For a government that has for long insisted that its strong leadership allows it to take difficult decisions promptly — unlike, the argument goes, preceding administrations — this use of the more conventional ‘lame duck’ argument to put off tough choices might appear surprising to some. That’s especially so since the government hasn’t strictly behaved like a caretaker administration and has taken other important foreign policy decisions, such as stopping the purchase of oil from Venezuela, also under US pressure.


But move away from the rhetoric, and it’s easy to understand why the government has been keen to kick the can down the road on key international dilemmas. That luxury will end now, though, with the results set to be announced tomorrow. And though television propaganda would have us believe that India is today respected more than it was five years ago, the global reality India’s next government — whoever forms it — will face is far grimmer than the world Narendra Modi inherited when he came to power in 2014.

The US has withdrawn incentives it was offering Indian exporters under the Generalized System of Preferences programme, impacting an estimated $5.6 billion worth of Indian exports to America. Indian experts have recommended retaliatory tariffs on 29 American products — from walnuts to pulses. Still, if the ever-escalating trade war between the US and China is an indicator, Indian tariffs on these American products might only serve as another play in what could pass as a game of poker if it weren’t far more dangerous for millions of people in both countries. India’s next government will need to confront the reality that one of its biggest trade relationships is in serious trouble.

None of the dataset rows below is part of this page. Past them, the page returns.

PR #52238, opened 2026-03-23
Extract `language_core` and `grammars` crates from `language`

nathansobo:
This extracts a `language_core` crate from the existing `language` crate, and creates a `grammars` data crate. The goal is to separate tree-sitter grammar infrastructure, language configuration, and LSP adapter types from the heavier buffer/editor integration layer in `language`.

## Motivation

The `language` crate pulls in `text`, `theme`, `settings`, `rpc`, `task`, `fs`, `clock`, `sum_tree`, and `fuzzy` — all of which are needed for buffer integration (`Buffer`, `SyntaxMap`, `Outline`, `DiagnosticSet`) but not for grammar parsing or language configuration. Extracting the core types lets downstream consumers depend on `language_core` without pulling in the full integration stack.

Meanwhile, a sudden proliferation of warships in waters closer home is leaving many in India’s strategic community uneasy. Swaraj may have held off on a firm response to Zarif, but the fresh clouds of war gathering in the Middle East aren’t waiting for India’s next government to take charge. Earlier this month, the US sent an aircraft carrier, four destroyers, a group of bombers and a cruiser to the Middle East, claiming it had intelligence pointing to possible Iranian attacks on American forces. Last week, Saudi Arabia accused Iran-backed Houthi rebels in Yemen of targeting its oil stations with sophisticated drones.

These tensions will, at the very least, lead to an increase in oil prices — and that’s bad news for India, the world’s third-largest importer of crude after China and the US. A full-blown conflict will send oil prices into a tailspin, halt India’s plans for a transport corridor through Iran’s Chabahar port connecting up with Afghanistan and Central Asia, and test India’s foreign policy independence in a way that hasn’t happened since the Iraq war.

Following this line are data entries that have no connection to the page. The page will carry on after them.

PR #52244, opened 2026-03-23
dap: Support IPv6 addresses in TCP transport

moktamd:
The DAP TCP transport layer was hardcoded to `Ipv4Addr`, so IPv6 addresses like `fd00::a` in a debug config's `connect.host` always failed with `hostname must be IPv4: invalid IPv4 address syntax`.

Replaced `Ipv4Addr` with `IpAddr` and `SocketAddrV4` with `SocketAddr` across the `task`, `dap`, `dap_adapters`, and `project` crates. The WASM extension API still uses `u32` for the host field to avoid a breaking WIT interface change; IPv4 round-trips through extensions as before.

Fixes #52237

Release Notes:

- Fixed DAP TCP transport rejecting IPv6 addresses when connecting to remote debug adapters.

### DIFF
--- a/crates/dap/src/adapters.rs
+++ b/crates/dap/src/adapters.rs
@@ -18,7 +18,7 @@ use std::{
     borrow::Borrow,
     ffi::OsStr,
     fmt::Debug,
-    net::Ipv4Addr,
+    net::IpAddr,
     ops::Deref,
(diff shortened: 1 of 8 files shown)


tomhoule (approved):
Thank you for the contribution!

New Delhi faces a tough balance on its eastern flank too. On the one hand, India appears to be making some progress in ties with China, which recently allowed the UN listing of the Jaish-e-Mohammad chief, Masood Azhar, as an international terrorist after blocking that designation for several years. On the other hand, the US, Japan and Australia want to strengthen their quadrilateral strategic partnership with India. China views that arrangement as aimed against it — although the four nations have denied that. To placate China for now, New Delhi has rebuffed Australia’s request to join the tri-nation Malabar maritime exercises currently involving India, the US and Japan. But earlier this month, the US sent two warships close to two South China Sea islands that Beijing claims, signaling that it’s willing to continue to stir the pot there on its own if necessary.

Venezuela, until recently one of India’s three biggest sources of oil, is in the throes of a civil war, with the US threatening a military intervention. With the Sri Lanka bombings, the Islamic State — which the world had thought of as defeated — has demonstrated that its latest sphere of influence might be right here in South Asia.

To be sure, neither the IS nor China will be at the top of the mind of India’s political leaders tomorrow, as results pour in from the country’s states and Union territories. But not for long. Those who will lead India’s strategic establishment next will face a tide of tricky questions, with no easy answers.